The internet is no longer a safe haven

I wonder why is it that we get an increase in these automated scrapers and attacks as of late (some few years); is there better (open-source?) technology that allows it? Is it because hosting infrastructure is cheaper also for the attackers? Both? Something else?

Maybe the long-term solution for such attacks is to hide most of the internet behind some kind of Proof of Work system/network, so that mostly humans get to access to our websites, not machines.
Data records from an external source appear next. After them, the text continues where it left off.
PR #2380, opened 2025-02-07
Include solarfactors in python 3.12 tests

kandersolar:
With the new solarfactors v1.6.0 release (and the shapely 2.0 compatibility it brings), it can be successfully installed and used on python 3.12 and above.  That means we don't need to exclude it from the python 3.12 test environment anymore.

### DIFF
--- a/ci/requirements-py3.12.yml
+++ b/ci/requirements-py3.12.yml
@@ -25,4 +25,4 @@ dependencies:
     - statsmodels
     - pip:
         - nrel-pysam>=2.0
-        # - solarfactors  # required shapely<2 isn't available for 3.12
+        - solarfactors


echedey-ls (approved):
Tests are successful ✓: https://github.com/pvlib/pvlib-python/actions/runs/13205591970/job/36867915441?pr=2380

Quick question, is there any reason not to test optional dependencies in the bare environment setup?
https://github.com/pvlib/pvlib-python/blob/2ca40aa377d0871905f3c12f7ab0de0d437e2e21/.github/workflows/pytest.yml#L72C1-L76C21

kandersolar:
Two reasons, I am guessing:
1) Historical: a long time ago, in a pvlib version far far away, I think it was difficult/impossible to install some of the optional dependencies using only pip.  And nobody has changed the test configuration since then.
2) Still relevant today: if all of the tests are run with `[optional]` installed, then we don't have any check that pvlib works without `[optional]`.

What's missing is effective international law enforcement. This is a legal problem first and foremost. As long as it's as easy as it is to get away with this stuff by just routing the traffic through a Russian or Singaporean node, it's going to keep happening. With international diplomacy going the way it has been, odds of that changing aren't fantastic.

The web is really stuck between a rock and a hard place when it comes to this. Proof of work helps website owners, but makes life harder for all discovery tools and search engines.

An independent standard for request signing and building some sort of reputation database for verified crawlers could be part of a solution, though that causes problems with websites feeding crawlers different content than users, an does nothing to fix the Sybil attack problem.

It's not necessarily going through a Russian or Singaporean node though, on the sites I'm responsible for, AWS, GCP, Azure are in the top 5 for attackers. It's just that they don't care _at all_ about that happening.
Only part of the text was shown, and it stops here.